LAJ ARTICLES

Sales. Passing the pen test

I will try and compress all that I know about sales and passing the pen test into the smallest amount of space. It is the wisdom I had to snatch like Robin Hood from countless sources over my sales lifetime.
This it not a lossless compression. Some sales slivers of know how and experience have been neglected, some deliberately not included and others just lost. 
This is for the soldiersThat see the sun at midnightYou dig, let me slow downIt’s so incredible – Free Mason by Rick Ross
I am going to list everything without any priority: Bullet 2 will follow bullet 1 and bullet a. will come before b.
But it doesn’t have to. What is important is that you read them each and then add them all together.
1. The company
(you are judged by the company you keep)
a.
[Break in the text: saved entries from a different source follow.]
PR #1232, opened 2026-05-09
fix: plugin event dispatch crashes on first disabled plugin

### LINKED ISSUE #1231: Plugin event dispatch silently aborts on first disabled plugin (AttributeError in connect/utils.py)
## Summary

`apps.connect.utils.trigger_event` iterates `pm.list_plugins()` and on disabled plugins emits a debug log that accesses dict items as if they were attributes, raising `AttributeError`. The exception bubbles out of `trigger_event` and aborts the whole plugin event dispatch loop. Any plugin whose iteration order falls **after** a disabled plugin never receives events, with no error visible at the default INFO log level.

The bug only manifests when the iteration of `pm.list_plugins()` is reached with a disabled plugin — installations with all plugins enabled (or no plugins installed) work fine, which is probably why this hasn't been noticed.

## Reproducer

1. Install any plugin that subscribes to events via `events: [...]` on an action (e.g. [R3XCHRIS/telegram-alerts](https://github.com/R3XCHRIS/telegram-alerts), which subscribes to `channel_start`, `channel_stop`, `channel_reconnect`, `stream_switch`).
2. Have at least one **disabled** plugin sorted before the enabled-with-events one in `pm.list_plugins()` ordering.
3. Trigger any supported event (e.g. start a channel for `channel_start`).
4. The disabled-plugin's `events` action's `run()` is never called, no error appears at INFO log level.

Direct repro from a shell inside the container:

```python
import os, django, logging
os.environ.setdefault('DJANGO_SETTINGS_MODULE', 'dispatcharr.settings')
django.setup()
logging.getLogger('apps.connect.utils').setLevel(logging.DEBUG)
from apps.connect.utils import trigger_event
trigger_event('channel_start', {'channel_name': 'TEST'})
```

## Trace

```
File "/app/apps/connect/utils.py", line 102, in trigger_event
    logger.debug(f"Skipping disabled plugin id={plugin.key} name={plugin.name}")
                                                ^^^^^^^^^^
AttributeError: 'dict' object has no attribute 'key'. Did you mean: 'keys'?
```

(`logger.debug(f"...")` evaluates the f-string eagerly regardless of effective log level — Python doesn't lazy-evaluate the argument to a deferred logger call.)

## Impact

- Any installation with at least one disabled plugin sorted alphabetically (per discovery order) before any enabled plugin that uses `events: [...]` will silently receive zero events for that plugin.
- The plugin's UI test/buttons still work, so the failure looks like the plugin is buggy when in fact dispatch is broken.
- Affects every event type, not just channel events.

Confirmed against current `main` of `Dispatcharr/Dispatcharr` at `apps/connect/utils.py:102`.

## Suggested fix

Replace attribute access with dict access on the same line:

```python
-            logger.debug(f"Skipping disabled plugin id={plugin.key} name={plugin.name}")
+            logger.debug(f"Skipping disabled plugin id={plugin['key']} name={plugin['name']}")
```

Same loop has a related (separate) inefficiency one line below: `logger.debug(json.dumps(plugin))` is also evaluated eagerly per event per enabled plugin even at INFO. Happy to address that in the same PR if wanted, or open a follow-up.

## Environment

- Dispatcharr v0.24.x (confirmed against `main` source as of 2026-05-09).
- Python 3.13 (container default).
- Repro independent of OS / DB backend.

Happy to open a PR against `dev` with the fix + a regression test if this looks right.

R3XCHRIS:
## What

Fixes a two-character bug in `apps/connect/utils.py:102` that silently aborts the plugin event dispatch loop on the first disabled plugin encountered.

## Why

Closes #1231.

`trigger_event` iterates `pm.list_plugins()` and on disabled plugins emits a debug log that accesses dict items as if they were attributes:

```python
logger.debug(f"Skipping disabled plugin id={plugin.key} name={plugin.name}")
```

Python evaluates f-string arguments eagerly even when the logger discards the message at INFO level, so this raises `AttributeError: 'dict' object has no attribute 'key'` the moment a disabled plugin is iterated. The exception bubbles out of `trigger_event` with no `try/except` in the loop, so every plugin sorted after the disabled one silently receives zero events.

The user-visible effect: a plugin subscribed to events via `events: [...]` on an action will never receive them whenever an alphabetically-earlier plugin is disabled. Manual button actions on the same plugin still work, which makes the failure look like a plugin bug rather than a dispatch one.

## How

Replace the two attribute accesses with dict access on the same line:

```diff
- logger.debug(f"Skipping disabled plugin id={plugin.key} name={plugin.name}")
+ logger.debug(f"Skipping disabled plugin id={plugin['key']} name={plugin['name']}")
```

This is the minimum-diff fix. The same loop has a related (but separate) inefficiency one line below — `logger.debug(json.dumps(plugin))` is also evaluated eagerly per event per enabled plugin even at INFO log level. I left that alone to keep this PR focused; happy to follow up.

## How was it tested

Added `apps/connect/tests/test_trigger_event.py` with two cases:

1. **Regression test for this bug.** Mocks `PluginManager` to return `[disabled_plugin, enabled_plugin_with_events_action]` and asserts `pm.run_action` is called with the enabled plugin's `(key, action_id, params)`. This test fails against the original code with the exact `AttributeError` from the trace, and passes with the fix.
2. **Sanity check.** A plugin whose action `events` list doesn't include the fired event (and an action with no `events` key at all) is not dispatched.

Verified inside a running Dispatcharr container with `python manage.py test apps.connect.tests.test_trigger_event`:

- Against current `dev` (buggy): `FAILED (errors=1)` with `AttributeError: 'dict' object has no attribute 'key'`.
- Against this PR: `Ran 2 tests in 0.005s — OK`.

## PR checklist

- [x] I have read CONTRIBUTING.md
- [x] Linked issue: #1231
- [x] I understand every line in this PR
- [x] No new endpoints / no migrations needed
- [x] Frontend: no changes
- [x] Tests included (regression test + sanity check)
- [x] PR targets `dev`
- [x] CLA: I have read and agree to the terms in CONTRIBUTING.md


SergeantPanda:
This looks good. Thank you! 

If you'd like to submit for the other issue you found, you are more than welcome.

PR #1239, opened 2026-05-11

cedric-marcoux:
## Summary

Adds a native `/timeshift/{user}/{pass}/{stream_id}/{timestamp}/{duration}.ts` endpoint that proxies Xtream Codes catch-up sessions to clients like iPlayTV (Apple TV) and TiviMate. Promotes the external [`dispatcharr_timeshift`](https://github.com/cedric-marcoux/dispatcharr_timeshift) plugin into first-class core integration with a one-shot migration for existing users.

**Based on v0.24.0.**

## What's new

(full details in `CHANGELOG.md` under `[Unreleased]`)

- **`/timeshift/` endpoint** reuses the same `xc_password` auth as `/live/.../{id}.ts` — no new auth model.
- **`/stats` integration**: catch-up sessions appear next to live sessions with a violet `TIMESHIFT` badge so admins can see active replays at a glance.
- **`xc_get_live_streams` / `xc_get_epg`** now expose catch-up flags (`tv_archive`, `tv_archive_duration`) and emit the provider's `stream_id` **only when the channel has `tv_archive=1`** — non-catchup channels keep `stream_id = channel.id` so existing XC client favorites resolve unchanged. The dual-resolution logic in `stream_xc` handles both forms.
- **New `Settings → Timeshift` panel** with four knobs (defaults are neutral: `UTC`, `en`, off):
  - `default_timezone` (provider local time for `xc_get_epg` JSON + timeshift URL building)
  - `default_language` (XMLTV `<lang>`)
  - `xmltv_prev_days_override` (force a specific lookback window; 0 = auto-detect)
  - `debug_logging` (verbose per-request logs)
- **`/epg.xml` continues to emit UTC times** for Jellyfin / Plex / Channels DVR compatibility — the timeshift timezone setting **does NOT** affect `/epg.xml`. Local-time conversion applies only to `xc_get_epg` JSON.
- **XMLTV `prev_days` auto-detection** from the provider's largest `tv_archive_duration` (capped at 30 days), overridable via setting or `?prev_days=` URL param.
- **Byte path uses a dedicated producer thread + `os.pipe`**, mirroring the pattern in `apps/proxy/ts_proxy/http_streamer.py:HTTPStreamReader` for live streams. Throughput stays comfortably above the typical 5 Mbps FHD bitrate so clients don't buffer.
- **Migration `apps/timeshift/0001`** ports settings forward from the legacy plugin's `PluginConfig` (if present), then marks it `enabled=False` + `migrated_to_native: True`. Idempotent and a no-op on clean installs.

## Architecture

- **`apps/channels/utils.py`** gains two helpers used by 4 sites (xc_get_live_streams, xc_get_epg, stream_xc, timeshift_proxy):
  - `resolve_channel_by_provider_stream_id(provider_stream_id) → (Channel, Stream)`
  - `get_channel_catchup_info(channel) → dict | None`
- **`ChannelMetadataField`** gains `IS_TIMESHIFT`, `LOGO_ID`, `M3U_PROFILE` so the `/stats` card can render the right logo + profile + badge for both live and catch-up. (LOGO_ID is generally useful for live too.)
- **`ProxyServer._check_orphaned_metadata`** skips channel ids starting with `timeshift_` — those are managed by the WSGI request lifecycle, not by a worker heartbeat key.

## Test plan

- [ ] Catch-up playback in iPlayTV (Apple TV) on an XC provider — programme replays without buffering
- [ ] Catch-up playback in TiviMate — same
- [ ] Live `/live/.../{id}.ts` regression: stream_id remap is gated by `tv_archive=1`, so non-catchup XC client favorites still resolve via the legacy internal-id path
- [ ] `/stats` page: catch-up viewer appears with violet `TIMESHIFT` badge, disappears within `CLIENT_RECORD_TTL` (60 s) when client disconnects
- [ ] `/epg.xml` consumed by Jellyfin / Plex / Channels DVR: programme times remain in UTC regardless of the timeshift `default_timezone` setting
- [ ] Settings → Timeshift: round-trip persistence works for all 4 fields
- [ ] Fresh install (no `dispatcharr_timeshift` plugin record): migration `0001` is a no-op, no errors
- [ ] Existing install with the legacy plugin: settings are copied forward, plugin is disabled, `migrated_to_native: True` marker present

## Notes

- A previous prototype of this work used a `subprocess.Popen` to bypass a uWSGI/gevent throughput cap discovered during profiling. The shipped version replaces that with the same `threading.Thread + os.pipe` pattern used by `HTTPStreamReader` for live, keeping all upstream-friendly properties (no hardcoded interpreter path, no `python -c` invocation, no per-request fork) while still measuring 6.4–7.2 Mbps end-to-end via local curl — comfortably above the 5 Mbps FHD bitrate.
- The legacy external plugin remains available at https://github.com/cedric-marcoux/dispatcharr_timeshift for users on older Dispatcharr versions; the migration in this PR is the documented upgrade path for them.

### DIFF
--- a/CHANGELOG.md
+++ b/CHANGELOG.md
@@ -7,6 +7,15 @@ and this project adheres to [Semantic Versioning](https://semver.org/spec/v2.0.0
 
 ## [Unreleased]
 
+### Added
+
+- **XC catch-up (timeshift) support, built-in**. Adds a native `/timeshift/{user}/{pass}/{stream_id}/{timestamp}/{duration}.ts` endpoint that proxies replay sessions from an Xtream Codes provider to clients such as iPlayTV (Apple TV) and TiviMate. Auth reuses the same `xc_password` custom-property the live `/live/.../{id}.ts` endpoint already uses. The new endpoint integrates with the existing `/stats` page (catch-up sessions appear with a violet `TIMESHIFT` badge alongside live sessions) and respects per-channel access rules.
+  - **`xc_get_live_streams` / `xc_get_epg` now expose catch-up flags** (`tv_archive`, `tv_archive_duration`) and emit the provider's `stream_id` *only when the channel actually has catch-up support* — for channels without catch-up, `stream_id` keeps its existing internal-id value so existing XC client favorites continue to resolve unchanged. The dual-resolution logic in `stream_xc` already handles both forms.
+  - **`xc_get_epg` JSON timestamps and timeshift URLs** are emitted in the provider's local timezone via a new `Settings → Timeshift` panel (timezone, language, debug logging, XMLTV prev_days override). Defaults are neutral: `UTC`, `en`, off. The `/epg.xml` XMLTV endpoint continues to emit UTC times for backward compatibility with Jellyfin / Plex / Channels DVR consumers — the timeshift timezone setting does NOT influence `/epg.xml`.
+  - **EPG XMLTV `prev_days` auto-detection** from the provider's largest `tv_archive_duration` (capped at 30 days), overridable via the new `xmltv_prev_days_override` setting or the `?prev_days=` URL parameter.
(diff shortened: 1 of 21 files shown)


SergeantPanda:
Please target `dev` and fill out the contributing form.

cedric-marcoux:
to dev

If they don’t care about their clients, they don’t care about the instruments that acquired them.
b. If the CEO is an an ego driven jerk the company is a big jerk farm. If the CEO is personable, listens respectfully, is responsive and understands their obligations to the employees and clients, then that too will cascade down. Choose your CEO well.
c. When companies want to improve shareholder return one of the first places they look is in reducing sales payouts.
d. Brute sales force is when the company overhires sales reps as a strategy to divide up the market into the smallest particles. When a company uses this arguable strategy they are divvying up the profit (or anticipated profit and/or revenue) into smaller cuts. Commissions are distribution of profits. If the company is not profitable then the payout is meager.
e. Brute sales force makes the sales rep an anonymous foot patrol and it’s hard to distinguish yourself.
f. Companies that use a brute sales force strategy have a higher than normal attrition. That is often the rumble before an earthquake.
g. Brute sales force is great for the marginal sales rep, they can skate by and nobody cares. They soak up salary, commissions are icing on their cake.
2. The Sale
(there are two types of sales)
a. Transactional. Sales reps don’t make money, period. The company allocates their resources to creating a system that reduces the sales person to a pleasant cash register.
b. The complex sale. In this model you can (hopefully) make a lot of money. Your role can not be turned into a nifty website. The best sales person builds a conveyor belt to make their sale transactional ‘like’ so they can handle more volume without compromising quality.
c. To understand and appreciate the product you have to ask the client why they signed with the company. This is never a conversation about price, its about value.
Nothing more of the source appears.